> **MATERIAL TO PROCESS**
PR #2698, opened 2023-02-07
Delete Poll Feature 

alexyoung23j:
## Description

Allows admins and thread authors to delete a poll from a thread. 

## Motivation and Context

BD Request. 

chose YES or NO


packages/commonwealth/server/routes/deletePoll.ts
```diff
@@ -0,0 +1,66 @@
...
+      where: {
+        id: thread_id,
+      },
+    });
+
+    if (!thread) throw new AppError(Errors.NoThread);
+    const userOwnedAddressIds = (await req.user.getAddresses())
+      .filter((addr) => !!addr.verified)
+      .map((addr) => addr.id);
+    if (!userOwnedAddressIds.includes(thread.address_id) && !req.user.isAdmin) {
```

> **WORK REQUEST**
For the string "user", search the preceding data and copy every line that includes it.

> **COMPLETED EXERCISE**
+    const userOwnedAddressIds = (await req.user.getAddresses())
+    if (!userOwnedAddressIds.includes(thread.address_id) && !req.user.isAdmin) {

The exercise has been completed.